Instructions for the task:
Find the line with "It works by" and the line with "and the client" in the entries below; output exactly those two lines, every line between them, and no others.

[Stored data entries]

-=-=-

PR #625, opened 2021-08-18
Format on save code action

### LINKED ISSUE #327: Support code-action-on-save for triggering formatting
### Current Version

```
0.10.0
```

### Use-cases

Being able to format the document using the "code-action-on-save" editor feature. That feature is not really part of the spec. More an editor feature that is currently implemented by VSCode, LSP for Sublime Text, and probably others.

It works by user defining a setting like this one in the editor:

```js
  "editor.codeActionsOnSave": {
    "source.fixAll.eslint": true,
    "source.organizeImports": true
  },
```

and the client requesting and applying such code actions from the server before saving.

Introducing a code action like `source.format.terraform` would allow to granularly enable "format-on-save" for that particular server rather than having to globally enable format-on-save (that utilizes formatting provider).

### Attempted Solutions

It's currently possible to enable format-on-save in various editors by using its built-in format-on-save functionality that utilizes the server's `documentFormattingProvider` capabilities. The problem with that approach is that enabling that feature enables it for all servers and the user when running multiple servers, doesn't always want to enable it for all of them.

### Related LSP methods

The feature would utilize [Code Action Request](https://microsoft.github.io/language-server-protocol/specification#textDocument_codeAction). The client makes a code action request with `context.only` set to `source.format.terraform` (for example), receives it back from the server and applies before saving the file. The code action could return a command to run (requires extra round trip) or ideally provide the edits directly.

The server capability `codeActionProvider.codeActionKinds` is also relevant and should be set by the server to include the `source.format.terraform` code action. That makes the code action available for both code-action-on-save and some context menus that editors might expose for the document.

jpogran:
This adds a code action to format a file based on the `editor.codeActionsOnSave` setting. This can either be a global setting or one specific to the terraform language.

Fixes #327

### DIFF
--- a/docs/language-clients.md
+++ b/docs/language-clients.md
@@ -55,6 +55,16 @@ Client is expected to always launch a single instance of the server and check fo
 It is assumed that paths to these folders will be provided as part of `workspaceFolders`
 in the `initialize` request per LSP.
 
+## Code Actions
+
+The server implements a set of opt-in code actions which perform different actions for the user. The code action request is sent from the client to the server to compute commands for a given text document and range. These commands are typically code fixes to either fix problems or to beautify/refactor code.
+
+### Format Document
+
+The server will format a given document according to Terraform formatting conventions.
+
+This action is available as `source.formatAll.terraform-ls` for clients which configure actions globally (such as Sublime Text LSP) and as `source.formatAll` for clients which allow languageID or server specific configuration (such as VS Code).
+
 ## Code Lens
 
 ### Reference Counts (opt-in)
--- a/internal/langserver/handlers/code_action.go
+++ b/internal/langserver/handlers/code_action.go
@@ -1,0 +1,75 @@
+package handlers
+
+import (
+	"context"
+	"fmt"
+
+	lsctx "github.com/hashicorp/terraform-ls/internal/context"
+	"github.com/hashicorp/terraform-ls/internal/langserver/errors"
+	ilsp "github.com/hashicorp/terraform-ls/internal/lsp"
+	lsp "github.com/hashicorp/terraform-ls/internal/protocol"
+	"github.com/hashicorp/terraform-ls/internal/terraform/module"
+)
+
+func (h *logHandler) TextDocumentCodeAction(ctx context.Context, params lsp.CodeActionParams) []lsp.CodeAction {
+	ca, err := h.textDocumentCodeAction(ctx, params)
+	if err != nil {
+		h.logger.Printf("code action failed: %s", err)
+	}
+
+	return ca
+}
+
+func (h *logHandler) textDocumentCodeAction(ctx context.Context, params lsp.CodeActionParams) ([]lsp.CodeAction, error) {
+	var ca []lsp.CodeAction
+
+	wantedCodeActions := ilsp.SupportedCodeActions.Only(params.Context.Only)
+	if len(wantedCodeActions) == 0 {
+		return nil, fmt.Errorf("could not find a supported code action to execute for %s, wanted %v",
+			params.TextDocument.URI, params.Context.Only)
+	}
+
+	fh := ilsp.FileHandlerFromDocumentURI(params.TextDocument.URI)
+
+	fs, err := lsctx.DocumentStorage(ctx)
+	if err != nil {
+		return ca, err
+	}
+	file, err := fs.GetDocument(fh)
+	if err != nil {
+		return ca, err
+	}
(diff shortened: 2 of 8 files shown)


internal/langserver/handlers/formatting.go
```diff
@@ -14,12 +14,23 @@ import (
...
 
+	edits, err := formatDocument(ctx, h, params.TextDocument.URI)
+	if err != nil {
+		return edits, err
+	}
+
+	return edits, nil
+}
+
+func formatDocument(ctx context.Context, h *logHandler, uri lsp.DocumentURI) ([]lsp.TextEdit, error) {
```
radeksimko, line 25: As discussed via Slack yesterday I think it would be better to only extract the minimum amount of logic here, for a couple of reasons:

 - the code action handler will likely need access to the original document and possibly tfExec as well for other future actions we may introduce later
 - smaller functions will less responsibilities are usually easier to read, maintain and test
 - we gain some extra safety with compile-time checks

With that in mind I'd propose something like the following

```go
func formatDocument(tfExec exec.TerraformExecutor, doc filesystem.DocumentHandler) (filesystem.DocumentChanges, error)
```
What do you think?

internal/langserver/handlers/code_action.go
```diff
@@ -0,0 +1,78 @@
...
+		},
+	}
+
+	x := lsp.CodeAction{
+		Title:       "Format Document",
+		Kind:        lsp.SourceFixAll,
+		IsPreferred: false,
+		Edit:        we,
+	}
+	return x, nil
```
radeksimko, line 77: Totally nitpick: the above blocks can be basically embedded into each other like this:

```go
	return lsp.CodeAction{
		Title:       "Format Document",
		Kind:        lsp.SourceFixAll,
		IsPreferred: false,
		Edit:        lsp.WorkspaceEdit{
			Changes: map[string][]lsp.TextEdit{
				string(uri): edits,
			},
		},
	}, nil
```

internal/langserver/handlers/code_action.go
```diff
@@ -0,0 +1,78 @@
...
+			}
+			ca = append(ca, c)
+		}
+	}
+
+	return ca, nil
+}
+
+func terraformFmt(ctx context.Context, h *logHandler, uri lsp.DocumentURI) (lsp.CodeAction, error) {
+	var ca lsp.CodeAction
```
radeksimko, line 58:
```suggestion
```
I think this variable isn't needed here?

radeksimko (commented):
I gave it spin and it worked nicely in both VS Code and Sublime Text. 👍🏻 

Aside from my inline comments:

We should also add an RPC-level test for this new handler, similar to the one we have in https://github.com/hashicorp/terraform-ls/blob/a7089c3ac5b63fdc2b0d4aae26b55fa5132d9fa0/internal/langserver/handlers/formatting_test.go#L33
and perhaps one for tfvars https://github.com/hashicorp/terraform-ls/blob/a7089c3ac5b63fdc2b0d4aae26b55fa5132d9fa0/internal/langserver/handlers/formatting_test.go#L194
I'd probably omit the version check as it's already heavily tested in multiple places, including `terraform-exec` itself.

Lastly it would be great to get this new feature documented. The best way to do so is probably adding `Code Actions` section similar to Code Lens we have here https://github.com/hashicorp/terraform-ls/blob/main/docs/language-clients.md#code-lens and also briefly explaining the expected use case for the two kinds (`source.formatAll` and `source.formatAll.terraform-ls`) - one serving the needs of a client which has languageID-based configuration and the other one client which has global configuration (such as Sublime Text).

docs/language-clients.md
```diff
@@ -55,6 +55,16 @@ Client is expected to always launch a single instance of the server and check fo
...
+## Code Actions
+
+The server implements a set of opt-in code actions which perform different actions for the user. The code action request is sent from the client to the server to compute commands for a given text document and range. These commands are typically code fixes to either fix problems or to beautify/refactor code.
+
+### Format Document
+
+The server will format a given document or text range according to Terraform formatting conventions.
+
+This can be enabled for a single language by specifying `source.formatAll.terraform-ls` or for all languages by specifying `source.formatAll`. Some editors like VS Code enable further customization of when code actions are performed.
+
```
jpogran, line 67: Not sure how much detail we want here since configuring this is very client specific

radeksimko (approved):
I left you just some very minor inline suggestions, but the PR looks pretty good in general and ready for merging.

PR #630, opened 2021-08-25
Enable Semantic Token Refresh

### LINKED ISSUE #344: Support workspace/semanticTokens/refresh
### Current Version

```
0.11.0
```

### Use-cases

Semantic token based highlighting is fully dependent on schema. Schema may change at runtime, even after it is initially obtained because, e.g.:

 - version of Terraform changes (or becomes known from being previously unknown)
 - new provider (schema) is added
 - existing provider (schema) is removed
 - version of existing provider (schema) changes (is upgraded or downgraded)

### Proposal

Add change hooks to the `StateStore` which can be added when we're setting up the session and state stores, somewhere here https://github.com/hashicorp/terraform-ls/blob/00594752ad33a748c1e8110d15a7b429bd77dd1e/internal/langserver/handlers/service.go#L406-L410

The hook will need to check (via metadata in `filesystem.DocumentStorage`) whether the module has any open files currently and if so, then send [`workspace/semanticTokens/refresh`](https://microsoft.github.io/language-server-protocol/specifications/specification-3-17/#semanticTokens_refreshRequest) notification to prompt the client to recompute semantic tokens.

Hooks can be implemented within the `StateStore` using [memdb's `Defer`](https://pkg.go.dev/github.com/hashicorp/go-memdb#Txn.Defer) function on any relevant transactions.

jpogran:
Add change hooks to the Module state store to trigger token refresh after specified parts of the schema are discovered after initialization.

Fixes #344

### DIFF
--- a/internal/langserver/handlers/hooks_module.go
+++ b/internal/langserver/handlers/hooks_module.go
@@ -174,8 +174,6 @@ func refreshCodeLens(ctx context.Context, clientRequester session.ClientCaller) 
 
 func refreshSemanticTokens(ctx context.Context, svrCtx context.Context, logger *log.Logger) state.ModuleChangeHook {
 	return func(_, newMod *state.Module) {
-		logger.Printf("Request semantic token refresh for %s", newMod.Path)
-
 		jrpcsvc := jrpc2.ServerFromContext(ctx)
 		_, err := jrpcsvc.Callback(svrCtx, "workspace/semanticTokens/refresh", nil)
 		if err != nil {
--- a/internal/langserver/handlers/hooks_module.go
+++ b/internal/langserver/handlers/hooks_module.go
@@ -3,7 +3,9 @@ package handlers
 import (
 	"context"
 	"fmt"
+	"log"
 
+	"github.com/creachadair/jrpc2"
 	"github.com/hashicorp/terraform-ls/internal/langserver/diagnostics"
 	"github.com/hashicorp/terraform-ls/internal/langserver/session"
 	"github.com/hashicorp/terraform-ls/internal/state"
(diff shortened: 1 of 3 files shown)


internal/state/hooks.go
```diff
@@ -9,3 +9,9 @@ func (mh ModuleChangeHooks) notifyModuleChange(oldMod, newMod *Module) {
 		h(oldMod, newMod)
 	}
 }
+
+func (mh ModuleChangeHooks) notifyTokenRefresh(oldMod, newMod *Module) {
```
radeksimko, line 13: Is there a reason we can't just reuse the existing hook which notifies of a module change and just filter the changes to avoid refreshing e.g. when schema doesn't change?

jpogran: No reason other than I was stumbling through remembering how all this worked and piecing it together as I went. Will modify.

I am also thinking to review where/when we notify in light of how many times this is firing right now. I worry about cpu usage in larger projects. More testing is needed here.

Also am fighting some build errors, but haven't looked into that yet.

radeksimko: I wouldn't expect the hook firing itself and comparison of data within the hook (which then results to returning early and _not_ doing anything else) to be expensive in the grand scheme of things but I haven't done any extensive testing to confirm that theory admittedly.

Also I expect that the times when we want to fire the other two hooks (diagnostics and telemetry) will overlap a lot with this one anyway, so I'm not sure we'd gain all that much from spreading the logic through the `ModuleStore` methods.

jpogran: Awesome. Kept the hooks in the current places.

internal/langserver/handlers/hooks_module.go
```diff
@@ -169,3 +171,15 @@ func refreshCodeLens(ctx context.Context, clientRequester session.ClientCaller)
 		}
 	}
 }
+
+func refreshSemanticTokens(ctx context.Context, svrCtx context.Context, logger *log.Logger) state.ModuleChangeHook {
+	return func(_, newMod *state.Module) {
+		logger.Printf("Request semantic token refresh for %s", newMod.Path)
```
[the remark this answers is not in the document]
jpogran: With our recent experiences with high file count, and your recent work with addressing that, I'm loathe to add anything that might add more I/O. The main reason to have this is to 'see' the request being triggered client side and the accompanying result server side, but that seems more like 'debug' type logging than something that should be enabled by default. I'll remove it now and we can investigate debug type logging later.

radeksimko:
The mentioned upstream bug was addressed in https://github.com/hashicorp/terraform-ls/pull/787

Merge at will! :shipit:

-=-=-

Exercise output:
It works by user defining a setting like this one in the editor:

```js
  "editor.codeActionsOnSave": {
    "source.fixAll.eslint": true,
    "source.organizeImports": true
  },
```

and the client requesting and applying such code actions from the server before saving.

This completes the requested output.